• _Problem requirements_: Among these records, which lines include "after"? Copy them out.
☆ ☆ ☆ ☆
PR #167, opened 2020-04-25
Adding final changes for integrating Muting API with scheduler

khushbr:
*Issue #, if available:*

*Description of changes:* The RcaController thread will check the muted_rcas.conf file and update the Analysis Graph for muted RCAs. Plugged into existing code to disable reading metrics if node is Muted.
- Added UTs
- Incoporated PR Feedback

The API behavior : The API will be invoked with full list of RCAs that are expected to be muted. The input will be provided as a comma separated string, similar to `"CPU_Utilization, Heap_AllocRate"`. The API implementation takes care of validating the RCA names provided in the input and any leading/trailing spaces.
1. If API is invoked with at least 1 valid RCA, the muted RCA Graph is updated to retain only this valid RCA(s).
1. If API is invoked with an empty string, the muted RCA Graph is updated and all previous existing RCAs in the graph are removed.
2. If API is invoked with an all invalid RCAs, no action is taken. 

*Tests:* UT, Dev Stack Testing

### DIFF
--- a/pa_config/rca.conf
+++ b/pa_config/rca.conf
@@ -41,5 +41,7 @@
   // RCA settings
   "high-heap-usage-old-gen-rca": {
     "top-k" : 3
-  }
+  },
+
+  "muted-rcas": ""
 }
--- a/pa_config/rca.conf
+++ b/pa_config/rca.conf
@@ -36,5 +36,10 @@
     // How often the sqlite file be repeated in seconds. This file contains RCAs and therefore rotating it too frequently
     // might not be as fruitful as there might not be any data.
     "rotation-period-seconds": 21600
+  },
+
+  // RCA settings
+  "high-heap-usage-old-gen-rca": {
+    "top-k" : 3
   }
 }
--- a/src/main/java/com/amazon/opendistro/elasticsearch/performanceanalyzer/rca/RcaController.java
+++ b/src/main/java/com/amazon/opendistro/elasticsearch/performanceanalyzer/rca/RcaController.java
@@ -56,12 +56,15 @@ import java.lang.reflect.InvocationTargetException;
 import java.nio.file.Path;
 import java.nio.file.Paths;
 import java.sql.SQLException;
+import java.util.HashSet;
 import java.util.List;
 import java.util.Scanner;
+import java.util.Set;
 import java.util.concurrent.ExecutorService;
 import java.util.concurrent.ScheduledExecutorService;
 import java.util.concurrent.TimeUnit;
 import java.util.concurrent.atomic.AtomicReference;
+
 import org.apache.logging.log4j.LogManager;
 import org.apache.logging.log4j.Logger;
 
@@ -85,6 +88,9 @@ public class RcaController {
   // This needs to be volatile as the RcaConfPoller writes it but the Nanny reads it.
   private static volatile boolean rcaEnabled = false;
 
+  // This needs to be volatile as the RcaConfPoller writes it but the Nanny reads it.
+  private static volatile long lastModifiedTimeInMillisInMemory = 0;
+
   // This needs to be volatile as the NodeRolePoller writes it but the Nanny reads it.
   private volatile NodeRole currentRole = NodeRole.UNKNOWN;
 
@@ -99,6 +105,8 @@ public class RcaController {
   private QueryRcaRequestHandler queryRcaRequestHandler;
 
   private SubscriptionManager subscriptionManager;
+
+  private RcaConf rcaConf;
 
   private final String RCA_ENABLED_CONF_LOCATION;
   private final long rcaStateCheckIntervalMillis;
@@ -135,7 +143,7 @@ public class RcaController {
   }
 
   private void start() {
-    final RcaConf rcaConf = RcaControllerHelper.pickRcaConfForRole(currentRole);
+    rcaConf = RcaControllerHelper.pickRcaConfForRole(currentRole);
     try {
       subscriptionManager.setCurrentLocus(rcaConf.getTagMap().get("locus"));
       List<ConnectedComponent> connectedComponents = RcaUtil.getAnalysisGraphComponents(rcaConf);
@@ -215,8 +223,8 @@ public class RcaController {
             checkUpdateNodeRole(nodeDetails);
           }
         }
-
         updateRcaState();
+
         long duration = System.currentTimeMillis() - startTime;
         if (duration < rcaStateCheckIntervalMillis) {
           Thread.sleep(rcaStateCheckIntervalMillis - duration);
@@ -253,6 +261,51 @@ public class RcaController {
             rcaEnabled = rcaEnabledDefaultValue;
           }
         });
+
+    // If RCA is enabled, update Analysis graph with Muted RCAs value
+    if (rcaEnabled) {
+      LOG.debug("Updating Analysis Graph with Muted RCAs");
+      readAndUpdateMutesRcas();
+    }
+  }
+
+  /**
+   * Reads the mutedRCAList value from the rca.conf file, performs validation on the param value
+   * provided and on successful validation, updates the AnalysisGraph with muted RCA value.
+   *
+   * <p>In case all the RCAs in param value are incorrect, return without any update.
+   */
+  private void readAndUpdateMutesRcas() {
+    // If the rca config file has been updated since the lastModifiedTimeInMillisInMemory in memory,
+    // refresh the `muted-rcas` value from rca config file.
+    long lastModifiedTimeInMillisOnDisk = rcaConf.getLastModifiedTime();
+    if (lastModifiedTimeInMillisOnDisk > lastModifiedTimeInMillisInMemory) {
+      try {
+        Set<String> rcasForMute = new HashSet<>(rcaConf.getMutedRcaList());
+        LOG.info("RCAs provided for muting : {}", rcasForMute);
+
+        Set<String> graphNodeNames = new HashSet<>();
+        RcaUtil.getAnalysisGraphComponents(rcaConf).forEach(
+                connectedComponent -> connectedComponent.addNodeNames(graphNodeNames));
+
+        // Update rcasForMute to retain only valid RCAs
+        rcasForMute.retainAll(graphNodeNames);
+
+        // If rcasForMute post validation is empty but rcaConf.getMutedRcaList() is not empty
+        // all the input RCAs are incorrect, return.
+        if (rcasForMute.isEmpty() && !rcaConf.getMutedRcaList().isEmpty()) {
+          LOG.error("Incorrect RCA(s): {}, cannot be muted. Valid RCAs: {}",
+                  rcaConf.getMutedRcaList(), graphNodeNames);
+          return;
+        }
+
+        LOG.info("Updating the muted RCA Graph to : {}", rcasForMute);
+        Stats.getInstance().updateMutedGraphNodes(rcasForMute);
+      } catch (Exception e) {
+        LOG.error("Couldn't read/update the muted RCAs.", e);
+      }
+    }
+    lastModifiedTimeInMillisInMemory = lastModifiedTimeInMillisOnDisk;
   }
 
   /**
@@ -286,7 +339,6 @@ public class RcaController {
       }
     }
   }
-
 
   private void removeRcaRequestHandler() {
     try {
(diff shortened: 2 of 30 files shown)


pa_config/rca.conf
```diff
@@ -36,5 +36,7 @@
     // How often the sqlite file be repeated in seconds. This file contains RCAs and therefore rotating it too frequently
     // might not be as fruitful as there might not be any data.
     "rotation-period-seconds": 21600
-  }
+  },
+
+  "muted-rcas": "rca1, rca2"
```
yojs, line 41: We should remove this, right ?

src/main/java/com/amazon/opendistro/elasticsearch/performanceanalyzer/rca/RcaController.java
```diff
@@ -215,8 +222,13 @@ public void run() {
             checkUpdateNodeRole(nodeDetails);
           }
         }
-
         updateRcaState();
+
+        // Update Analysis graph with Muted RCAs value
+        if (rcaEnabled && rcaScheduler != null && rcaScheduler.getState() == RcaSchedulerState.STATE_STARTED) {
```
yojs, line 228: As we discussed, we want to update the mutedRcas before the call to `updateRcaState()`

yojs: The mutedRcas is an update to a static datastructure. It should work, whether Rca is enabled or not. But to avoid processing, we can just check for the `rcaEnabled` flag ?

src/main/java/com/amazon/opendistro/elasticsearch/performanceanalyzer/rca/RcaController.java
```diff
@@ -255,6 +267,47 @@ private void readRcaEnabledFromConf() {
...
+  /**
+   * Reads the mutedRCAList value from the rca.conf file, performs validation on the param value
+   * provided and on successful validation, updates the AnalysisGraph with muted RCA value.
+   *
+   * <p>In case all the RCAs in param value are incorrect, return without any update.
+   */
+  private void readAndUpdateMutesRcas() {
+    // If the rca config file has been updated since the lastModifiedTimeInMillisInMemory in memory,
+    // refresh the `muted-rcas` value from rca config file.
+    final RcaConf rcaConf = RcaControllerHelper.pickRcaConfForRole(currentRole);
```
yojs, line 279: The `start()` method already calls `pickRcaConfForRole`. As JSON processing is expensive and this also means that in theory `start()` and `readAndUpdateMutesRcas` can work on different `rca.conf` if it were to be updated between the two calls. 

Long story short, can we store `RcaConf` as a class member after reading it once ?

src/main/java/com/amazon/opendistro/elasticsearch/performanceanalyzer/rca/RcaController.java
yojs: We should have a test to make sure that mutedRcas is always accessible

src/main/java/com/amazon/opendistro/elasticsearch/performanceanalyzer/rca/RcaController.java
```diff
@@ -255,6 +267,47 @@ private void readRcaEnabledFromConf() {
...
+                connectedComponent -> graphNodeNames.addAll(connectedComponent.getNodeNames()));
+
+        Set<String> validRcasForMute = rcasForMute.stream()
+                .filter(rcaForMute -> graphNodeNames.contains(rcaForMute))
+                .collect(Collectors.toSet());
+
+        // If validRcasForMute is empty but rcasForMute is not empty
+        // all the input RCAs are incorrect, return.
+        if (validRcasForMute.isEmpty() && !rcasForMute.isEmpty()) {
+          LOG.info("Incorrect RCA value, cannot be muted : {}", rcasForMute);
```
yojs, line 297: `error` log ?

src/main/java/com/amazon/opendistro/elasticsearch/performanceanalyzer/rca/RcaController.java
```diff
@@ -255,6 +267,47 @@ private void readRcaEnabledFromConf() {
...
+          return;
+        }
+
+        LOG.info("Updating the muted RCA Graph to : {}", validRcasForMute);
+        Stats.getInstance().updateMutedGraphNodes(validRcasForMute);
+      } catch (Exception e) {
+        LOG.error("Couldn't read/update the muted RCAs. Ran into {}", e.getMessage());
+        e.printStackTrace();
```
yojs, line 305: Instead of this, we should add this to the log ?
LOG.error("Couldn't read/update the muted RCAs.", e);

src/main/java/com/amazon/opendistro/elasticsearch/performanceanalyzer/rca/RcaController.java
yojs: Thinking more about it, when people make the API call from the writer, they wouldn't even know as part of the API that they are referring to a non-existent RCA or other error. It will be silently emitted in the logs but the API will return OK status.

Because the Reader has the knowledge of the list of RCAs, it might make sense for the API on the writer to just proxy this to the reader and the READER do a validation and return error as the response itself and not just as silent logs. Thoughts ?

src/main/java/com/amazon/opendistro/elasticsearch/performanceanalyzer/rca/RcaController.java
```diff
@@ -255,6 +267,47 @@ private void readRcaEnabledFromConf() {
...
+    // refresh the `muted-rcas` value from rca config file.
+    final RcaConf rcaConf = RcaControllerHelper.pickRcaConfForRole(currentRole);
+    long lastModifiedTimeInMillisOnDisk = rcaConf.getLastModifiedTime();
+    if (lastModifiedTimeInMillisOnDisk > lastModifiedTimeInMillisInMemory) {
+      try {
+        List<String> rcasForMute = rcaConf.getMutedRcaList();
+        LOG.info("RCAs provided for muting : {}", rcasForMute);
+
+        Set<String> graphNodeNames = new HashSet<>();
+        RcaUtil.getAnalysisGraphComponents(rcaConf).forEach(
```
yojs, line 287: We are iterating through the list of nodes three times: 1. in `getAllNodes()`, then again in `getNodeNames()` and then here. And we are create new HasSets everytime. Let's try to minimize the HashSet creation and iterations.

src/test/java/com/amazon/opendistro/elasticsearch/performanceanalyzer/rca/RcaControllerTest.java
```diff
@@ -147,11 +152,77 @@ public void readRcaEnabledFromConf() throws IOException {
...
+    readAndUpdateMutesRcas.invoke(rcaController);
+  }*/
+
   @Test
   public void nodeRoleChange() throws IOException {
     changeRcaRunState(RcaState.RUN);
     masterIP = "10.10.192.168";
     setMyIp(masterIP, AllMetrics.NodeRole.ELECTED_MASTER);
+
+    // lastModifiedTimeInMillisInMemory < lastModifiedTimeInMillisOnDisk
```
yojs, line 225: remove ?

src/test/resources/rca/rca.conf
```diff
@@ -41,5 +41,7 @@
     // How often the sqlite file be repeated in seconds. This file contains RCAs and therefore rotating it too frequently
     // might not be as fruitful as there might not be any data.
     "rotation-period-seconds": 21600
-  }
+  },
+
+    "muted-rcas": "CPU_Utilization, Heap_AllocRate"
```
yojs, line 46: Maybe, we should not add muted RCA nodes to these configs that are generically imported by all tests. This will mute some RCA nodes underneath. As muted RCA is a special config, we should exclusively create rca.conf for these test cases. Thoughts ?

pa_config/rca.conf
khushbr: Right. Have replaced this with an empty string.

src/main/java/com/amazon/opendistro/elasticsearch/performanceanalyzer/rca/RcaController.java
khushbr: > The mutedRcas is an update to a static datastructure. It should work, whether Rca is enabled or not. But to avoid processing, we can just check for the `rcaEnabled` flag ?

Agreed, Have updated to move this under [readRcaEnabledFromConf](https://github.com/opendistro-for-elasticsearch/performance-analyzer-rca/blob/master/src/main/java/com/amazon/opendistro/elasticsearch/performanceanalyzer/rca/RcaController.java#L242)

khushbr: > We should have a test to make sure that mutedRcas is always accessible

Right. I am adding one.

src/main/java/com/amazon/opendistro/elasticsearch/performanceanalyzer/rca/RcaController.java
khushbr: Agreed, makes sense.

src/main/java/com/amazon/opendistro/elasticsearch/performanceanalyzer/rca/RcaController.java
khushbr: Yup, updated this.

src/test/java/com/amazon/opendistro/elasticsearch/performanceanalyzer/rca/RcaControllerTest.java
khushbr: Done.

src/test/resources/rca/rca.conf
khushbr: I was debating the need for having a separate config file for testing muted RCAs to ensure the orthogonality. Have added one.

src/main/java/com/amazon/opendistro/elasticsearch/performanceanalyzer/rca/RcaController.java
khushbr: We can discuss this further since this behavior would involve more elaborate changes through the code. Currently, the expectation is for the operator to either perform a GET after PUT to verify the muted API result or check the logs for errors. 

I agree this is something we should ideally do.

src/main/java/com/amazon/opendistro/elasticsearch/performanceanalyzer/rca/RcaController.java
khushbr: Done, have updated the code to use a single hashmap, rather than creating multiple.

src/main/java/com/amazon/opendistro/elasticsearch/performanceanalyzer/rca/RcaController.java
```diff
@@ -253,6 +261,51 @@ private void readRcaEnabledFromConf() {
...
+    // If the rca config file has been updated since the lastModifiedTimeInMillisInMemory in memory,
+    // refresh the `muted-rcas` value from rca config file.
+    long lastModifiedTimeInMillisOnDisk = rcaConf.getLastModifiedTime();
+    if (lastModifiedTimeInMillisOnDisk > lastModifiedTimeInMillisInMemory) {
+      try {
+        Set<String> rcasForMute = new HashSet<>(rcaConf.getMutedRcaList());
+        LOG.info("RCAs provided for muting : {}", rcasForMute);
+
+        Set<String> graphNodeNames = new HashSet<>();
+        RcaUtil.getAnalysisGraphComponents(rcaConf).forEach(
```
yojs, line 288: This is not the right method to call. This will re-initialize the entire Analysis graph.

yojs: I was thinking we can do something much simpler. As [here](https://github.com/opendistro-for-elasticsearch/performance-analyzer-rca/pull/167/commits/54bc23619d9c66643fcea6afb74fa2f188ab4a94#diff-c1b8be1a0f84a6a0b5f51bb1041f9c9bL34)  we are iterating over all nodes, we also create another HashSet<String> that contains the node Names only. Then the method [here](https://github.com/opendistro-for-elasticsearch/performance-analyzer-rca/pull/167/commits/54bc23619d9c66643fcea6afb74fa2f188ab4a94#diff-c1b8be1a0f84a6a0b5f51bb1041f9c9bR116) serves as a getter for it. This avoids traversing all the nodes twice and also re-creating the HashSet on each call.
☆ ☆ ☆ ☆
• _Solution below_:
Long story short, can we store `RcaConf` as a class member after reading it once ?
khushbr: We can discuss this further since this behavior would involve more elaborate changes through the code. Currently, the expectation is for the operator to either perform a GET after PUT to verify the muted API result or check the logs for errors. 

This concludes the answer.